Roberts spent Tuesday afternoon practicing and, like the other seniors who played abroad, trying to adjust to the eight-hour time difference from Scotland to the Pacific Northwest. He flew from Edinburgh to Newark to Memphis Monday, spent the night at home then took an 8:30 a.m. flight Tuesday to Seattle-Tacoma.

"I don't think fatigue or the time-zone change is going to be a factor," Roberts said. "Adrenaline comes into play, even if we are 50 and older. It's a major, a big tournament, and we have three days to get settled in. I think guys will be ready to play."

Couples won't be ready for bed when it's time for lunch. He skipped Carnoustie and instead played in the RBC Canadian Open, where he missed the cut. He was relaxed and had fun with the kids at the clinic, where he took questions and enlisted Washington club professional Ryan Benzel to assist him with critiquing several juniors who put their swings (which didn't seem to need much help) on display. "I, on the other hand," Couples joked, "know very little about golf."

After the first junior, Ashley Danforth, smoothed a few wedges, Couples said: "This is no normal pull-out from the crowd. You're a ringer! I thought we'd have to show you a few things. They're gorgeous [swings]. Let's screw her up. She'll go from shooting 78 to 178 in a matter of a few months."
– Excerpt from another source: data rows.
PR #6472, opened 2025-10-03
Don't unmount kubelet-root-dir on k0s reset

dockerpac:
## Description

Fixes an issue where `k0s reset` was unmounting and deleting the kubelet-root-dir mount point when configured on a separate filesystem.

When `--kubelet-root-dir` is on a dedicated partition (common in production), `k0s reset` would unmount the filesystem and delete the mount point.

This PR applies the same mount point preservation logic to `kubelet-root-dir` that was already existing for `data-dir`.

## Type of change

- [ ] Documentation update

## How Has This Been Tested?

- [x] Manual test
- [ ] Auto test added

Tested scenarios:
- **Mounted filesystem**: Kubelet mount point preserved, only contents deleted
- **Default setup**: Directory completely removed as before

## Checklist

### DIFF
--- a/inttest/reset/reset_test.go
+++ b/inttest/reset/reset_test.go
@@ -13,23 +13,45 @@ import (
 
 	testifysuite "github.com/stretchr/testify/suite"
 
+	"github.com/k0sproject/bootloose/pkg/config"
 	"github.com/k0sproject/k0s/inttest/common"
 )
 
+const dataDir = "/var/lib/k0s"
+
 type suite struct {
 	common.BootlooseSuite
+
+	// kubeletRootDir is the directory passed to the worker and to k0s reset
+	// via --kubelet-root-dir.
+	kubeletRootDir string
 }
 
 //go:embed clutter-data-dir.sh
 var clutterScript []byte
 
+// kubeletRootDirSeparate reports whether the kubelet root dir lives outside the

Couples grew up playing at Seattle's Jefferson Park municipal course. "I started playing when I was 9 and now I'm 50," he said when asked when he began. "Let's not even do the math."

At one point the trophy of the Washington Junior Golf Association state championship was hauled out for Couples, whose name is on it for winning the inaugural event in 1977 -- well before he had made a national name for himself or earned his "Boom Boom" nickname.

The nickname, Couples said, dates to the 1981 Atlanta Classic, where he was paired for two days with Vance Heafner. There was a long par 5 that not many players were reaching in two shots. Couples got there Thursday, and he got there again on Friday. "He [Heafner] went, 'Boom. Boom,' and it stuck," Couples said.

Couples boomed a couple of drivers to end the clinic, but the big stick could be a rare sight come Thursday morning at 7:45 PDT, when he tees off with Tom Watson and Eduardo Romero. No matter. As Couples, who is as good with an endearing malaprop as Yogi Berra, is happy to be home, even if he doesn't live there. He'll be back, too, in a month, for another tournament, the Boeing Classic.

"To have two tournaments in the state of Seattle," he said at the clinic, "is a real privilege."